Nothing to take away from your point, but the harsh fact about much of physics especially the modern kind is built on 'Models'. Most of it still remains true in that Model, even if a new Model shows totally different set of truths.

Albert Einstein himself said this about Entropy:

A theory is the more impressive the greater the simplicity of its premises, the more different kinds of things it relates, and the more extended its area of applicability. Therefore the deep impression that classical thermodynamics made upon me.
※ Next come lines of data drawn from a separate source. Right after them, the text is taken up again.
PR #1854, opened 2024-07-24
Removing raw address manipulations - PSRAM

playfulFence:
### Submission Checklist 📝

#### Description
Removes raw addresses manipulations from our PSRAM drivers. It was decided to push it separately in order to make reviewing process at least somehow more pleasant 😅. Is a part of https://github.com/esp-rs/esp-hal/issues/1194

#### Testing
Ran related examples on corresponding chips. However, there still may be some case that I haven't touched on and it doesn't work. 
So I ask all the potential reviewers to be especially picky when checking this commit 😄❤️ 

PS: For now it's blocked (one manipulation is still not updated), but I wanted to give a start for reviewing this huge thing  
PS(1): Also, CI check is failing because this PR needs https://github.com/esp-rs/esp-pacs/pull/262 to be merged

### DIFF
--- a/esp-hal/src/soc/esp32/psram.rs
+++ b/esp-hal/src/soc/esp32/psram.rs
@@ -124,43 +124,7 @@ pub(crate) mod utils {
 
     const DR_REG_SPI1_BASE: u32 = 0x3ff42000;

It is the only physical theory of universal content which I am convinced will never be overthrown, within the framework of applicability of its basic concepts.

https://en.wikiquote.org/wiki/Thermodynamics#Second_Law_of_T...
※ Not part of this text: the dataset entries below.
PR #1861, opened 2024-07-26
Add a new constructor to `gpio::Io` which does not bind an interrupt handler

### LINKED ISSUE #1858: Provide some way to *not* bind an interrupt handler in `Io::new`
There are cases where users may want to use the GPIO interrupt in ways other than what is currently supported, since we are setting an interrupt handler by default:  
https://github.com/esp-rs/esp-hal/blob/main/esp-hal/src/gpio/mod.rs#L1192-L1216

It would be nice to have some way to indicate that this handler should not be set.

cc @bjoernQ @MabezDev

jessebraham:
Wasn't sure what to call it (as usual), but I think this is a reasonable enough name. Happy to change it if anybody has any better suggestions.

I think the comment should hopefully suffice, but again let me know if I should make it more scary and/or mention anything else.

Closes #1858

### DIFF
--- a/esp-hal/CHANGELOG.md
+++ b/esp-hal/CHANGELOG.md
@@ -9,6 +9,8 @@ and this project adheres to [Semantic Versioning](https://semver.org/spec/v2.0.0
 
 ### Added
 
+- Added new `Io::new_no_bind_interrupt` constructor (#1861)
+
 ### Changed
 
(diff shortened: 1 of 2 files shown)


bjoernQ (approved):
LGTM!

MabezDev (approved):
LGTM, thanks!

    > and it could break physics as we know it.

It's just a case of provocative phrasing to hook the reader.

The rest of the article is interesting, does NOT make out-sized claims and even references source material in arxiv for those who are interested.

You're expecting too much from a popular science article!

Michelson-Morley experiment was did with precision of up to 1E-17(!) and found nothing. Distance to Alpha-Centaur is just 4E16 meters. But then LIGO performed roughly the same experiment with precision of 1E-18 and found waves.

One of the reasons that many 'pop-science articles' get things wrong is that they're seldom written by scientists. Scientists who venture into popular writing can be looked down on as 'glory-hounds' by their colleagues. (E.g., George Gamow.)

So it's not entirely the journalist's fault if they don't have the credentials to simplify things adequately without distorting something.

It's just evidence for the existence of hell. Dante's Inferno is a physics treatise.

Hey now, not that long ago, we assumed that the universe had C, P, and T symmetry, but after looking closely at the weak force, have found that our universe only maybe has CPT symmetry. We could still find out that CPT symmetry is bunk.

I agree, this is annoying, but this looks like an editor addition. The title should say 'contradict supersymmetry theory'.